*To do:*
The answer must consist of every line from the entries that holds the word "creating".

*Task data:*

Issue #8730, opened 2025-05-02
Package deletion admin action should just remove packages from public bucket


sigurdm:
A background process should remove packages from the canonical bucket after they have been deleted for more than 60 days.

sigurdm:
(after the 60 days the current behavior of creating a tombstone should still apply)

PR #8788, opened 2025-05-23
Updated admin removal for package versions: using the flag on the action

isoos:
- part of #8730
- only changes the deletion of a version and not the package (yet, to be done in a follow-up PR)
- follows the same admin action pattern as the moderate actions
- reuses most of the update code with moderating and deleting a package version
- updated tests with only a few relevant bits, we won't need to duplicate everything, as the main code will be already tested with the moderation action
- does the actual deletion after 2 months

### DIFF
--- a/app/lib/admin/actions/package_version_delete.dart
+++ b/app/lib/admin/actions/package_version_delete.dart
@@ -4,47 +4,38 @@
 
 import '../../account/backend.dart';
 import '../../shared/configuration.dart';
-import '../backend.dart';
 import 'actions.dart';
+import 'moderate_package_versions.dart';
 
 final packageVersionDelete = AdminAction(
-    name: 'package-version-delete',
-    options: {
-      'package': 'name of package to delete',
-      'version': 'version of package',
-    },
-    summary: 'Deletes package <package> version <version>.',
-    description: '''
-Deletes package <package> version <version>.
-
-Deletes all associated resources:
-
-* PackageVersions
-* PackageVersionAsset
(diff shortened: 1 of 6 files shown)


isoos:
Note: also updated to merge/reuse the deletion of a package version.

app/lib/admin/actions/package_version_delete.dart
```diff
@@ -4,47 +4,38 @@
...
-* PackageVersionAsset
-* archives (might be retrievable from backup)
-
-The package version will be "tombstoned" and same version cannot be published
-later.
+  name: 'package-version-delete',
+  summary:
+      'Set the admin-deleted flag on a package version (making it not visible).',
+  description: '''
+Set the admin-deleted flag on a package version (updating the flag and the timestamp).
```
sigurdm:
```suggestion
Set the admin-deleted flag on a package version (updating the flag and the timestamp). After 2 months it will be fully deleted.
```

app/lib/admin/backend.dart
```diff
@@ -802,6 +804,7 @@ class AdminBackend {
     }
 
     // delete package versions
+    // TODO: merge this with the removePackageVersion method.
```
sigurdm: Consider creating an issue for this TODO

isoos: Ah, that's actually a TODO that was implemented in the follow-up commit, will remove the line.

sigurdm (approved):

--

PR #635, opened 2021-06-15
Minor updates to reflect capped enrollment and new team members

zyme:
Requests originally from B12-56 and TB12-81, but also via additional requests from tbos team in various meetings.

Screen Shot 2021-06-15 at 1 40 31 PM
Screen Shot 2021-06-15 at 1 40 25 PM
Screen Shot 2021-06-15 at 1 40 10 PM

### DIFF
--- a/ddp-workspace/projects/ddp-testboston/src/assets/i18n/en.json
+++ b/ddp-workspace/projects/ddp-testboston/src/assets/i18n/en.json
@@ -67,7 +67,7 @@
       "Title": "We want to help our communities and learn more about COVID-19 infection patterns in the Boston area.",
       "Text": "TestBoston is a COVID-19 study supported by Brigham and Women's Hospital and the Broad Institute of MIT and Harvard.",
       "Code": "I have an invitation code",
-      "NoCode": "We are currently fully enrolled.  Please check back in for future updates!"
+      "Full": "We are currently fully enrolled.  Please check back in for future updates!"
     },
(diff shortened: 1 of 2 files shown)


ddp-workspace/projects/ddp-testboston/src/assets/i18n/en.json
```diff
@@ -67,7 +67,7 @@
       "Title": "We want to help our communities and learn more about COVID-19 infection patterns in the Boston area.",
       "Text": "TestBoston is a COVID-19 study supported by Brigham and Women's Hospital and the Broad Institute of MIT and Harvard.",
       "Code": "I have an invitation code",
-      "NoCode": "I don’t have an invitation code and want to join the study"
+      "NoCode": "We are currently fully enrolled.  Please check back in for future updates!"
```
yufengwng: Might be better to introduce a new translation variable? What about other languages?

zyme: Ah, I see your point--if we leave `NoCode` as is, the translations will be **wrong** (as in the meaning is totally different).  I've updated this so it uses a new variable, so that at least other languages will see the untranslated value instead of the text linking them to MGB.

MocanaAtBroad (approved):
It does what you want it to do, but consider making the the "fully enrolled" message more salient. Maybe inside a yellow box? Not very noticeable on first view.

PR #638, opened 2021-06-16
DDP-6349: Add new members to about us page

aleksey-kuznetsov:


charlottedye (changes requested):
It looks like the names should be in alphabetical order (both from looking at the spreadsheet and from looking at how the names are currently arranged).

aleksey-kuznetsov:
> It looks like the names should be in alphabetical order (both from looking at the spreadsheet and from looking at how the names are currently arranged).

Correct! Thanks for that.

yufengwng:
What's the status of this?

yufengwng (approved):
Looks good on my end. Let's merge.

--

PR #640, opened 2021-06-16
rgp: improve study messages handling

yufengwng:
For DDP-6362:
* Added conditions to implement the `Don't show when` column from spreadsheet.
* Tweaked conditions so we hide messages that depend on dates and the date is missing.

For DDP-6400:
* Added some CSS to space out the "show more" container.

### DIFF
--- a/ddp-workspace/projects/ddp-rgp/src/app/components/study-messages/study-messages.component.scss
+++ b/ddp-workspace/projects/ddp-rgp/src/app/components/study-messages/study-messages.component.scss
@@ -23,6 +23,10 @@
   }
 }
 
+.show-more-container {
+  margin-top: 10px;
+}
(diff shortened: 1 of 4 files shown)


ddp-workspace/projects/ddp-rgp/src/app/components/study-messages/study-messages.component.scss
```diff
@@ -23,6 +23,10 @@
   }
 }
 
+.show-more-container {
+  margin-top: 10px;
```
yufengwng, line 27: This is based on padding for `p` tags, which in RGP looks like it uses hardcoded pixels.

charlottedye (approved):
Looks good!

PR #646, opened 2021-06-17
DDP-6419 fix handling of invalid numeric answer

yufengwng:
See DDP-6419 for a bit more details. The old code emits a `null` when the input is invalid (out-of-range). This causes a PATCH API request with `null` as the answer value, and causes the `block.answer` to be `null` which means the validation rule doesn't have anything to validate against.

*Response for this exercise:*
(after the 60 days the current behavior of creating a tombstone should still apply)
sigurdm: Consider creating an issue for this TODO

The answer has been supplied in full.